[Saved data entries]
[Start of Attachment]

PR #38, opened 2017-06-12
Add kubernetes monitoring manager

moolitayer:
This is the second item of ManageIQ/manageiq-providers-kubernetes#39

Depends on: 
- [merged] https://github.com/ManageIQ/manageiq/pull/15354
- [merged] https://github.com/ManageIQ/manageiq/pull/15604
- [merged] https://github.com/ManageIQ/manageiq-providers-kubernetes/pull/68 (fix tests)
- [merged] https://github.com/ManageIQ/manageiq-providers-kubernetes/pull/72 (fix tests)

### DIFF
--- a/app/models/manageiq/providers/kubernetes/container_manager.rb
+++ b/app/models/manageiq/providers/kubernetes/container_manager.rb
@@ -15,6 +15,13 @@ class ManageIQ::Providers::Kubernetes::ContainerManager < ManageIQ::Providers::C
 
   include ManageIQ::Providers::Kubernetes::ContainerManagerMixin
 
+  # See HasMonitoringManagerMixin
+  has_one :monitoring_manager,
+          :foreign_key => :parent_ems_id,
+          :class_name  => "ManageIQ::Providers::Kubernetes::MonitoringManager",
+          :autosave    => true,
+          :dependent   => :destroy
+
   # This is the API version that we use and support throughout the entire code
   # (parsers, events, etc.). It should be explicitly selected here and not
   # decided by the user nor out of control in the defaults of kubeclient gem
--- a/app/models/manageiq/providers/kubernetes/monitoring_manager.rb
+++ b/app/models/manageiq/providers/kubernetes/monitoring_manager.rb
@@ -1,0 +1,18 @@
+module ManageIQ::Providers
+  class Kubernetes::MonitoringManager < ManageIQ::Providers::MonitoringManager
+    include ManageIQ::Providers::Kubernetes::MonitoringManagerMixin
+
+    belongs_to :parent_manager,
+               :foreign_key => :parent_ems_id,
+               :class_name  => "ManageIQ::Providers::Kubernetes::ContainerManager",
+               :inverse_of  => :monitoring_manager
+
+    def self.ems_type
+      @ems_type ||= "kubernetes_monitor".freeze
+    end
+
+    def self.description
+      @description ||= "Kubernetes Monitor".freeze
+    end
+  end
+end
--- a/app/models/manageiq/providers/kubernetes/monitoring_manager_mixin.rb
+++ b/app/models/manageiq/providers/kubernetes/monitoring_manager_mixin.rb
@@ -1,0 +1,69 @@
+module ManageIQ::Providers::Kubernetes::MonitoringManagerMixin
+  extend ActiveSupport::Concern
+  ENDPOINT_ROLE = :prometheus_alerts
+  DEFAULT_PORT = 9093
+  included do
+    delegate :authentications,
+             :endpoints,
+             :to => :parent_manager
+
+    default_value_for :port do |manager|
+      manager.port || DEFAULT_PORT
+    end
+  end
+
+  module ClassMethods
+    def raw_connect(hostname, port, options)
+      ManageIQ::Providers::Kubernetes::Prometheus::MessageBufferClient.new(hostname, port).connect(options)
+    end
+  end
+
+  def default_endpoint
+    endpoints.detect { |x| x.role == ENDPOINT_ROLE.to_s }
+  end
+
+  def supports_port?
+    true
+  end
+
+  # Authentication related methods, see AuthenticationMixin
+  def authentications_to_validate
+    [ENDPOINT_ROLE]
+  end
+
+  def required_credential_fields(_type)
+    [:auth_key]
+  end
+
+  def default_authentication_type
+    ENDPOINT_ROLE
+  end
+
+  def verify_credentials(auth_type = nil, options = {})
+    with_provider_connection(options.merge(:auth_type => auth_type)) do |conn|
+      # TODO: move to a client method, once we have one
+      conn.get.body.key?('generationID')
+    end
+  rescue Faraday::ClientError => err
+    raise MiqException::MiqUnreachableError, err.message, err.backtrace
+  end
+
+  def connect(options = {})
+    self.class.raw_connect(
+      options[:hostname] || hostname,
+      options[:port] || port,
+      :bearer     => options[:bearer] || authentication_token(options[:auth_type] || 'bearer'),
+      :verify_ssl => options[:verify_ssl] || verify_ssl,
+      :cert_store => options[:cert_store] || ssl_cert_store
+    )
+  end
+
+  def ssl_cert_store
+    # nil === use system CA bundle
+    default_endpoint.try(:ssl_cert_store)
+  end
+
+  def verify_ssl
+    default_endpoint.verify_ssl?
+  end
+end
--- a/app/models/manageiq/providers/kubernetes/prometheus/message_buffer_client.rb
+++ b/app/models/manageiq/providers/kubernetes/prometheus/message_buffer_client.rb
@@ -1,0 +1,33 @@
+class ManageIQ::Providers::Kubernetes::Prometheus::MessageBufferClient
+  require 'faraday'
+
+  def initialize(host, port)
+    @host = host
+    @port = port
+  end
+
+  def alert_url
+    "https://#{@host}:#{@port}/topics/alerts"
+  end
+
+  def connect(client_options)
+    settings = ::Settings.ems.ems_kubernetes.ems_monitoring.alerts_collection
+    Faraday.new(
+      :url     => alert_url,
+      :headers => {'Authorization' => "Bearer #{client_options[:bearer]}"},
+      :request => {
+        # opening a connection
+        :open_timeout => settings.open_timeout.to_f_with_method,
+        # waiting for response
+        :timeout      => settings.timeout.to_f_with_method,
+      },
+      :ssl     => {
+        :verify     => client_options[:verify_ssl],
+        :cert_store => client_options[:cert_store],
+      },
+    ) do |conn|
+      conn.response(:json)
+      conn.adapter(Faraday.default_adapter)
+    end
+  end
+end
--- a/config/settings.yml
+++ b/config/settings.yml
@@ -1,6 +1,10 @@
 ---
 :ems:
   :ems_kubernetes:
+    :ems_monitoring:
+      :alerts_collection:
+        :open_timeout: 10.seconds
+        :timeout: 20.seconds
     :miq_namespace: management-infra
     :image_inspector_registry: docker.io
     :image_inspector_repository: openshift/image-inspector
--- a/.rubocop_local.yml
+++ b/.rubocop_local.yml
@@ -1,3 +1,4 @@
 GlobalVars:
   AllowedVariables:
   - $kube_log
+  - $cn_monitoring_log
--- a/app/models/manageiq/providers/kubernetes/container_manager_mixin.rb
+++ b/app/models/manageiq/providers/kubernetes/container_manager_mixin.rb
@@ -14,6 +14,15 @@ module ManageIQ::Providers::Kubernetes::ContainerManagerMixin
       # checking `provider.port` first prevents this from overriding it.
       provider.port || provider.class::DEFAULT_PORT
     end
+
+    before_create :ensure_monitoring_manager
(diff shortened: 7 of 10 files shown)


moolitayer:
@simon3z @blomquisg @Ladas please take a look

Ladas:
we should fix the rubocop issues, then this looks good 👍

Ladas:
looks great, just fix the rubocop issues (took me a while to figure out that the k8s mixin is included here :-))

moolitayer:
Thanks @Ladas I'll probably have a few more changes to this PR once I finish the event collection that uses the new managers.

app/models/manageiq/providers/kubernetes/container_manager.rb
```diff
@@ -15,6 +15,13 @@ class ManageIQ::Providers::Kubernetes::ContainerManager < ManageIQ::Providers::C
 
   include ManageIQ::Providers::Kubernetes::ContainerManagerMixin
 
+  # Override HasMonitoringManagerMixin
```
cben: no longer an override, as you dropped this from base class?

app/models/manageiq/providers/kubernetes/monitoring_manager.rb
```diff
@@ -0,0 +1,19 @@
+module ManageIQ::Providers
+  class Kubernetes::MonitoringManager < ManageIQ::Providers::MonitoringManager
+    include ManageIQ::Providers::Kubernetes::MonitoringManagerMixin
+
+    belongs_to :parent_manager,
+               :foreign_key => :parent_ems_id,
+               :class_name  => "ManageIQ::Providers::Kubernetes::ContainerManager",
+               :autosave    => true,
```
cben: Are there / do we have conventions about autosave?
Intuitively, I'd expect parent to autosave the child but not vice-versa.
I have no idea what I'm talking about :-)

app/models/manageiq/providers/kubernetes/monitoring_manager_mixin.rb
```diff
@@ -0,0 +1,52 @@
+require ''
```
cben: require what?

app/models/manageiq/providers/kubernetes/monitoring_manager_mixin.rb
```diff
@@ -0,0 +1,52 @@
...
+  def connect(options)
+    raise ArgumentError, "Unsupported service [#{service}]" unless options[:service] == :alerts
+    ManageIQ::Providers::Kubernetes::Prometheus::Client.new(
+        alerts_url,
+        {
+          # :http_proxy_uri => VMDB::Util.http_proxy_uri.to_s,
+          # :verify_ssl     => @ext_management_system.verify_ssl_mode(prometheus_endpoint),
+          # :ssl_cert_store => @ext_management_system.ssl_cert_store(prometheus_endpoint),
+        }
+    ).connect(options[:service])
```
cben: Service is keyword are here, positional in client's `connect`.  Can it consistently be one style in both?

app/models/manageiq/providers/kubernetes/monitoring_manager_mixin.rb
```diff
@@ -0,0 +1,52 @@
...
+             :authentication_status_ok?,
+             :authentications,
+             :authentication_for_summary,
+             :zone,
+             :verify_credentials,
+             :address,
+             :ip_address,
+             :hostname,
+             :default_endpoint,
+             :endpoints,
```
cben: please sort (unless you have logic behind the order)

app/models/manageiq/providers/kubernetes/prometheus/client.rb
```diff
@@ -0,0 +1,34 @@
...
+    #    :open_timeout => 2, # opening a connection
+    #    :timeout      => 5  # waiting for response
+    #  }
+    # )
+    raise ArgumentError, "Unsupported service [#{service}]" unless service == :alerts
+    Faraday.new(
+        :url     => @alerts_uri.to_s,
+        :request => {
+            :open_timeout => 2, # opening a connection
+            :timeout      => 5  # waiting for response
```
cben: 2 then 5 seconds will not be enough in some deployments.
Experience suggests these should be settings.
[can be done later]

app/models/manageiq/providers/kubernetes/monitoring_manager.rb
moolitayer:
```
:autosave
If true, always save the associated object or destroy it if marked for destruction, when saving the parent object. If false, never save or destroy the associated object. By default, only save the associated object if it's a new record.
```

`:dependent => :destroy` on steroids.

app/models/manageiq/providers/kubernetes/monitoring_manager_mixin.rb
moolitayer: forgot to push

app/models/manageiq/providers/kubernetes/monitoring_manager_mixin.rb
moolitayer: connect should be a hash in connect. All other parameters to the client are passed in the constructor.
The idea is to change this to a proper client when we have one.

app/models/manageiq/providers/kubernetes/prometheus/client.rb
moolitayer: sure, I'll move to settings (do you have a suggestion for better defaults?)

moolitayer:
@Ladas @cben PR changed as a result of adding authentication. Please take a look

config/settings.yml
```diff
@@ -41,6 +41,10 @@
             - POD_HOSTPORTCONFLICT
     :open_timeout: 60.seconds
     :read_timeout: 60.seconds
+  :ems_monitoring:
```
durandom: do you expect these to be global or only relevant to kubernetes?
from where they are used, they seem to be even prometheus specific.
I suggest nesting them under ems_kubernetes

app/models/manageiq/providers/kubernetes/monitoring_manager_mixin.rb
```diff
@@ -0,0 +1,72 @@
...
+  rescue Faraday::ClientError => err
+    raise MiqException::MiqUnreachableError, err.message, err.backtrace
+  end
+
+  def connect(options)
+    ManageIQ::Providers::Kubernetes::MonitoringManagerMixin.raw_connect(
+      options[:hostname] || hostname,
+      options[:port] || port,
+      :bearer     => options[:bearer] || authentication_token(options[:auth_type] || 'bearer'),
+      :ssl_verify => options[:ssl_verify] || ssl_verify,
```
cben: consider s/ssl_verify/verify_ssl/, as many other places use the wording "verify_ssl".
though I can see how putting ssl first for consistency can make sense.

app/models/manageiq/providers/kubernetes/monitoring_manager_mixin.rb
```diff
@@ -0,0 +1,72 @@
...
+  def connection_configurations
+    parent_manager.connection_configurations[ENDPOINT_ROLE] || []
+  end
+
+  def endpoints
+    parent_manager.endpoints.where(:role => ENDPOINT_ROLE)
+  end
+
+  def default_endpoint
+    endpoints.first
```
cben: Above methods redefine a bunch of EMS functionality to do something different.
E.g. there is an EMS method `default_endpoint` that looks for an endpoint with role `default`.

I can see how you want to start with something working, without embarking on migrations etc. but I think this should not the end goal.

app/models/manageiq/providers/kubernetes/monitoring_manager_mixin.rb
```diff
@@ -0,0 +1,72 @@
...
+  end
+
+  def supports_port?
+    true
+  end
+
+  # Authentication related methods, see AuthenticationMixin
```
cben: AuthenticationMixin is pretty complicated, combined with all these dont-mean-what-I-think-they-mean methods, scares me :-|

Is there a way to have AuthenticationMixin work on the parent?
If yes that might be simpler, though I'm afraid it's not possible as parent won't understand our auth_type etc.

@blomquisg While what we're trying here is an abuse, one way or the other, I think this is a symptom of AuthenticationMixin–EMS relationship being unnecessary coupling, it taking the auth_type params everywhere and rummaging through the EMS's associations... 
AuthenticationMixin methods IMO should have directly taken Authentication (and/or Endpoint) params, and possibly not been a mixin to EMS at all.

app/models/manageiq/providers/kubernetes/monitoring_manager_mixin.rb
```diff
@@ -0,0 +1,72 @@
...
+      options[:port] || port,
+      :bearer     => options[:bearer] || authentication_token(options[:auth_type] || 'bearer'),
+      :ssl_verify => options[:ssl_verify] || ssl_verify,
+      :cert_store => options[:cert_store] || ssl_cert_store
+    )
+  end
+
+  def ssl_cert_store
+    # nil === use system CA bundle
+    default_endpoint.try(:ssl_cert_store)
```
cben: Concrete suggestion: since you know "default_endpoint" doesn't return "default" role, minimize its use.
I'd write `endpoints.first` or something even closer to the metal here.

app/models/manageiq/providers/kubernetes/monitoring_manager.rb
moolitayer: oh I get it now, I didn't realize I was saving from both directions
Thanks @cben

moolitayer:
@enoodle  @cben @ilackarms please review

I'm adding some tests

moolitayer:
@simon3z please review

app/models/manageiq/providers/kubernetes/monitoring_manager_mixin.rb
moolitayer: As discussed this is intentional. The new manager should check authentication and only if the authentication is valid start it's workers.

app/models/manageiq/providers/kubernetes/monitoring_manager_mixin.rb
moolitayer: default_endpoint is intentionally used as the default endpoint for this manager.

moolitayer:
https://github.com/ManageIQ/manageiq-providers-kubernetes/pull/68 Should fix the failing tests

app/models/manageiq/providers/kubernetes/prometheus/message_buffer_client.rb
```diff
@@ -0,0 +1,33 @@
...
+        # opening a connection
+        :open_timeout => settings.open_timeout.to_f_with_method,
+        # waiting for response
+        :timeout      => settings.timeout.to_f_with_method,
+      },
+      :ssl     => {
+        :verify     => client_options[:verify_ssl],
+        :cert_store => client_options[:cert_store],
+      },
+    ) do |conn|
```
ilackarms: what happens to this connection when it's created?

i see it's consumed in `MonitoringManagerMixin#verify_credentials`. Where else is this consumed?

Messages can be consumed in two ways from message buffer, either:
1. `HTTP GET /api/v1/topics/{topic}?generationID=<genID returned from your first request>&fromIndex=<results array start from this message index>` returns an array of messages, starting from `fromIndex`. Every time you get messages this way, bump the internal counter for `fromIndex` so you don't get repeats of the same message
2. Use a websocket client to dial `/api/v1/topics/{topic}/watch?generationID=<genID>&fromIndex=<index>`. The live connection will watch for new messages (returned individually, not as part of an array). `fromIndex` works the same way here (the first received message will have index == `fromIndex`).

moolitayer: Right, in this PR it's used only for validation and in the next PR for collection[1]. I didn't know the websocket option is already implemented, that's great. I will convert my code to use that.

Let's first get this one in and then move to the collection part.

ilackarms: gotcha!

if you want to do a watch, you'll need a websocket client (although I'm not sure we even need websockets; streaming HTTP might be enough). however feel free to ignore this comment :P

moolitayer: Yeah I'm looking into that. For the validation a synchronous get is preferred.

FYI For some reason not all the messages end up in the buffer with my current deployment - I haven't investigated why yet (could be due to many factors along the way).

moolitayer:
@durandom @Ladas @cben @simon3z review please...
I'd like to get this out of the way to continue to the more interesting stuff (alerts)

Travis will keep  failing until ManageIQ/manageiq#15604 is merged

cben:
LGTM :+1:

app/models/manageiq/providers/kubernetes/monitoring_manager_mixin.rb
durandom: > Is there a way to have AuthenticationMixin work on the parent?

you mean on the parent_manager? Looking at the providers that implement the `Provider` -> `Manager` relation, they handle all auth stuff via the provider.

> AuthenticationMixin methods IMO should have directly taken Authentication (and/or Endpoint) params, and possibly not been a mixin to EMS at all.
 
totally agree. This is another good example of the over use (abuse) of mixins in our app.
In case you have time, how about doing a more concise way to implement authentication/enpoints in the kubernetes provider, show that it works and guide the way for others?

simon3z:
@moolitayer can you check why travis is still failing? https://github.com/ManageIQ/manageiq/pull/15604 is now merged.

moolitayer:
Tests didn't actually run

[End of Attachment]

= PROBLEM REQUIREMENTS =
Search the entries for the word "dependent" and copy every line that has it.

= SOLUTION FOR THIS PROBLEM =
+          :dependent   => :destroy
`:dependent => :destroy` on steroids.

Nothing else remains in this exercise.